During the Democratic National Convention in Boston last month, the Michigan Republican Party charged the state Democratic Party with outsourcing work to India and challenged the party “to stop being hypocrites.”

“Like it or not, outsourcing is not merely gaining momentum; it is already a fixture of modern global business practice in the private and public sectors alike,” stated an Aug. 10 report from the Conference Board, an organization made up of 2,000 companies that is known for its surveys on consumer confidence and hiring. The 40-page report lays out the pros and cons of outsourcing.

Business groups argue that states can save tax dollars by farming out call centers and high-tech work and that, in the long run, outsourcing can help states’ economies. The Information Technology Association of America predicted earlier this year that while 104,000 computer programming and other high-tech U.S. jobs went overseas in 2003, global outsourcing would create 317,000 new jobs of all sorts in the United States by 2008.

The issue is important both politically and financially. The state government information-technology market amounts to about $50 billion a year, according to ITAA, a trade group that represents the IT industry.

At least 35 statehouses had anti-outsourcing legislation in the hopper this year, but only one state succeeded in enacting a law to curb the practice. Tennessee Gov. Phil Bredesen (D) signed a measure (SB 2344) allowing state agencies to give preference to companies using domestic workers for call centers or IT work.

Here’s a sampling of what other states did on outsourcing:

  • Arizona, Kansas, Missouri, North Carolina, Oregon and Wisconsin plan to bring back call-center work that had been overseas.  In Arizona, an order from the state’s top procurement official says that all state procurement contracts must include a clause that explicitly states “all services under this contract shall be performed within the borders of the United States. This provision applies to work performed by subcontractors at all tiers.” 
  • The statehouses in Massachusetts and Maryland both passed anti-outsourcing legislation, but Govs. Mitt Romney and Gov. Robert Ehrlich, both Republicans, vetoed them.
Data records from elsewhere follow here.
PR #1200, opened 2020-11-23
[REVIEW] Implement string REGEXP_REPLACE

### LINKED ISSUE #1195: [FEA] Support REGEXP_REPLACE for strings
I'd like to be able to use REGEXP_REPLACE to replace specific characters based on a regular expression in every string of a column. This is listed as a supported operation on string columns in the Calcite reference, but is currently not implemented.

```python
from pyspark.sql import SparkSession
import pandas as pd
​
​
# spark = SparkSession.builder \
#     .master("local") \
#     .getOrCreate()
​
# bc = BlazingContext()
​
​
df = pd.DataFrame({
    "a": ["Felipe", "William", "Rodrigo"],
    "b": [2, 4, 6],
    "c": ["2020-11-20", "2020-11-19", "2020-11-18"]
})
​
bc.create_table("df", df)
sdf = spark.createDataFrame(df)
sdf.createOrReplaceTempView("df")
​
query = """
SELECT
    a,
    REGEXP_REPLACE(a, '[aio]', '#')
FROM df
"""
​
spark.sql(query).show()
​
print(bc.explain(query))
# print(bc.sql(query))
+-------+---------------------------+
|      a|regexp_replace(a, [aio], #)|
+-------+---------------------------+
| Felipe|                     Fel#pe|
|William|                    W#ll##m|
|Rodrigo|                    R#dr#g#|
+-------+---------------------------+

LogicalProject(a=[$0], EXPR$1=[REGEXP_REPLACE($0, '[aio]', '#')])
  BindableTableScan(table=[[main, df]], projects=[[0]], aliases=[[a, EXPR$1]])
```

beckernick:
This PR:
- [x] Implements the REGEXP_REPLACE operator for string columns using cudf::strings::replace_with_backrefs (and cudf::strings::slice_strings and cudf::strings::concatenate to handle the optional `pos` argument)
- [x] Adds a new end-to-end test in stringsTests.py
- [x] Passes tests locally
- [x] PR to update testing files

Note that the `position` argument is 1-indexed (rather than 0 indexed) to be consistent with Oracle and MySQL.

This closes #1195 

```python
from pyspark.sql import SparkSession
import pandas as pd


# spark = SparkSession.builder \
#     .master("local") \
#     .getOrCreate()

# bc = BlazingContext()


df = pd.DataFrame({
    "a": ["555.456.7890", "555.456.1234", "555.123.7890"],
    "b": [2, 4, 6],
})

bc.create_table("df", df)

query = """
SELECT
    a,
    REGEXP_REPLACE(a, '([0-9]{3})\.([0-9]{3})\.([0-9]{4})', '\\2 \\3-\\1') as clean
FROM df
"""
​
print(bc.sql(query))
              a         clean
0  555.456.7890  456 7890-555
1  555.456.1234  456 1234-555
2  555.123.7890  123 7890-555
```

MySQL Example:
```
SET @str = 'Cat Dog Cat Dog Cat';
SELECT 
  @str 'Original String',
  REGEXP_REPLACE(@str, 'Cat', 'Tiger', 2) 'Result';
Result:

+---------------------+-------------------------+
| Original String     | Result                  |
+---------------------+-------------------------+
| Cat Dog Cat Dog Cat | Cat Dog Tiger Dog Tiger |
+---------------------+-------------------------+
```

```python
bc.create_table("df_slice", df.iloc[2:])
​
query = """
SELECT
    a,
    REGEXP_REPLACE(a, 'Cat', 'Tiger', 2) as clean
FROM df_slice
"""
​
print(bc.sql(query))
                     a                    clean
0  Cat Dog Cat Dog Cat  Cat Dog Tiger Dog Tiger
```


GPUtester:

engine/src/execution_graph/logic_controllers/LogicalProject.cpp
```diff
@@ -132,6 +133,39 @@ std::unique_ptr<cudf::column> evaluate_string_functions(const cudf::table_view &
...
+
+            std::unique_ptr<cudf::column> prefix_col = cudf::strings::slice_strings(column, prefix, start);
+            cudf::column_view post_replace_view = cudf::strings::replace_with_backrefs(
+                cudf::column_view(cudf::strings::slice_strings(column, start)->view()),
+                pattern,
+                repl)->view();
+
+            computed_col = cudf::strings::concatenate(
+                cudf::table_view{{prefix_col->view(), post_replace_view}}
+            );
```
beckernick, line 163: The logic for this section is:
- If we have a `position` argument, we should only replace within the string starting from index `position`

To make this concrete, see the following MySQL example (note the indexing starts at 1). By default we replace all matches. With the position argument, we only replace valid matches starting from position 3 in this case, but still return the parts of the string before the we look for matches.

```
mysql> SELECT REGEXP_REPLACE('abc def ghi', '[a-z]+', 'X');
REGEXP_REPLACE('abc def ghi', '[a-z]+', 'X')
X X X
```
```mysql>SELECT REGEXP_REPLACE('abc def ghi', '[a-z]+', 'X', 3);
REGEXP_REPLACE('abc def ghi', '[a-z]+', 'X', 3)
abX X X
```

The governors said the measures would hurt taxpayers and make their states less business-friendly. 
  • Michigan Gov. Jennifer M. Granholm (D) signed an executive order that gives preference to Michigan-based job providers in the state government contracting process and requires the state to consider whether a bidder outsources abroad. 
  • Minnesota Gov Tim Pawlenty (R) and Missouri Gov. Bob Holden (D) issued executive orders requiring contractors to disclose where they plan to perform the work.
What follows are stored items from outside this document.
PR #1207, opened 2020-11-25
[REVIEW] Calcite uses literal as int32 if  not explicit CAST was provided

### LINKED ISSUE #1041: Issue with cast literal as INT
doing something as `cast(32 as INT)` outputs a column of type int8 when it should be int32

Christian8491:
This PR closes #1041 

By default Calcite uses `int32` for literal values (as long as it does not exceed the limit of an `int32`) 
For each of these queries 
```
query = "select cast(32 as INT) as col_a from df"
query = "select cast(32 as INTEGER) as col_a from df"  
query = "select 32 as col_a from df"  
```

The Relational Algebra returns:
```
DEBUG: com.blazingdb.calcite.application.RelationalAlgebraGenerator - non optimized
LogicalProject(col_a=[32])
  LogicalTableScan(table=[[main, df]])

DEBUG: com.blazingdb.calcite.application.RelationalAlgebraGenerator - optimized
LogicalProject(col_a=[32])
  BindableTableScan(table=[[main, df]], projects=[[]], aliases=[[col_a]])
```

Some of other SQL engines (as `pyspark.sql`) returns also a `int32`, at least you explicitly apply  a `CAST`

### DIFF
--- a/engine/src/parser/expression_tree.cpp
+++ b/engine/src/parser/expression_tree.cpp
@@ -227,16 +227,8 @@ cudf::data_type infer_type_from_literal_token(const lexer::token & token) {
       return parsed_double == casted_float ? cudf::data_type{cudf::type_id::FLOAT32} : cudf::data_type{cudf::type_id::FLOAT64};
     } else {
       int64_t parsed_int64 = std::stoll(token_value);
-      return parsed_int64 > std::numeric_limits<int32_t>::max()
-              || parsed_int64 < std::numeric_limits<int32_t>::min()
-                ? cudf::data_type{cudf::type_id::INT64}
-                : parsed_int64 > std::numeric_limits<int16_t>::max()
-                  || parsed_int64 < std::numeric_limits<int16_t>::min()
-                      ? cudf::data_type{cudf::type_id::INT32}
-                      : parsed_int64 > std::numeric_limits<int8_t>::max()
-                        || parsed_int64 < std::numeric_limits<int8_t>::min()
-                          ? cudf::data_type{cudf::type_id::INT16}
-                          : cudf::data_type{cudf::type_id::INT8};
+      // as other SQL engines, defaults to int32
+      return cudf::data_type{cudf::type_id::INT32};
     }
   } else if(token.type == lexer::token_type::Timestamp) {
     const std::string & token_value = token.value;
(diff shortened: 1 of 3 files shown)


engine/src/parser/expression_tree.cpp
```diff
@@ -227,16 +227,8 @@ cudf::data_type infer_type_from_literal_token(const lexer::token & token) {
...
-                ? cudf::data_type{cudf::type_id::INT64}
-                : parsed_int64 > std::numeric_limits<int16_t>::max()
-                  || parsed_int64 < std::numeric_limits<int16_t>::min()
-                      ? cudf::data_type{cudf::type_id::INT32}
-                      : parsed_int64 > std::numeric_limits<int8_t>::max()
-                        || parsed_int64 < std::numeric_limits<int8_t>::min()
-                          ? cudf::data_type{cudf::type_id::INT16}
-                          : cudf::data_type{cudf::type_id::INT8};
+      // as other SQL engines, defaults to int32
+      return cudf::data_type{cudf::type_id::INT32};
```
williamBlazing, line 231: I think it should be:
```
return parsed_int64 > std::numeric_limits<int32_t>::max() 
              || parsed_int64 < std::numeric_limits<int32_t>::min()
                   ? cudf::data_type{cudf::type_id::INT64} : cudf::data_type{cudf::type_id::INT32};
```
so that if the number is bigger than what can fit in an int32 its treated accordingly, and only otherwise do we just treat it as a default of int32

williamBlazing (changes requested):

engine/src/parser/expression_tree.cpp
Christian8491: Fortunately for us, Calcite is smart enough and if the literal value es larger than a `int32`, then it applies `CAST` to a `BIGINT` in its Relational Algebra, so for this query:

`query = "select 3255455842 as col_a from df"  `

The Relational Algebra is:
```
DEBUG: com.blazingdb.calcite.application.RelationalAlgebraGenerator - non optimized
LogicalProject(col_a=[3255455842:BIGINT])
  LogicalTableScan(table=[[main, df]])

DEBUG: com.blazingdb.calcite.application.RelationalAlgebraGenerator - optimized
LogicalProject(col_a=[3255455842:BIGINT])
  BindableTableScan(table=[[main, df]], projects=[[]], aliases=[[col_a]])
```

williamBlazing:
rerun tests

 Concerned about offshoring of jobs, several governors also are telling U.S. trade negotiators to keep state procurement rules out of global trade pacts. Governors in seven states — Iowa, Kansas, Maine, Minnesota, Missouri, Oregon and Pennsylvania — have told the Bush administration they don’t want their states’ purchasing laws and preferences to be restricted by a new trade pact signed by the Bush administration that would make it easier for U.S. companies to trade with their counterparts in Central America. The Senate has yet to endorse the treaty.
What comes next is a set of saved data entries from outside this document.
PR #1224, opened 2020-12-03
added cudaSetDevice to thread initialization so the context is availa…

felipeblazing:
…ble when ucx tries to ipc things


GPUtester:

PR #1232, opened 2020-12-04
[REVIEW] Update join kernel to use the task executor

### LINKED ISSUE #1215: Updating PartwiseJoin kernel to use the new task executor
This issue is to discus how we should update the PartwiseJoin kernel to use the task executor.
Currently there is blocker as the PartwiseJoin kernel uses `leftArrayCache` and `rightArrayCache` to store the left and right batches that will be joined but the task executor also keeps needs ownership of the input batches when we call `add_task`.
The simplest option would be to clone the batches.
```c++
std::vector<std::unique_ptr<ral::cache::CacheData>> inputs;
inputs.push_back(std::move(left_cache_data));
inputs.push_back(std::move(right_cache_data));

ral::execution::executor::get_instance()->add_task(
						std::move(inputs),
						this->output_cache(),
						this);

mark_set_completed(left_ind, right_ind);
```

jeanp413:
Fixes #1215


GPUtester:

jeanp413:
rerun tests

PR #1259, opened 2020-12-11
[REVIEW] Feature/sortandsamplekernel executor

Christian8491:
This PR implements the `SortAndSampleKernel` as the executor model require.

In the bid for the White House, Democratic presidential candidate John Kerry concedes that offshoring is inevitable but he promises, if elected, to abolish current tax rules that reward U.S. companies that move jobs overseas. President Bush is an ardent supporter of global trade and stresses that expanding markets for American products and services around the world helps to create U.S. jobs.

Justin Marks, who tracks the issue for the National Conference of State Legislatures, said that only a minimal numbers of state jobs are lost to outsourcing and that anti-outsourcing policies are just a small part of a state’s overall strategy to create and keep jobs. Click here for NCSL’s list of 2004 anti-outsourcing legislation.

The political firestorm over outsourcing overshadows other things states do to jumpstart their economies, Marks said. “Talking about a one-stop’ program where people can come in and access all kind of government services, such as help with their resume, is not quite as interesting. … It’s not as sexy” as talking about outsourcing, he said.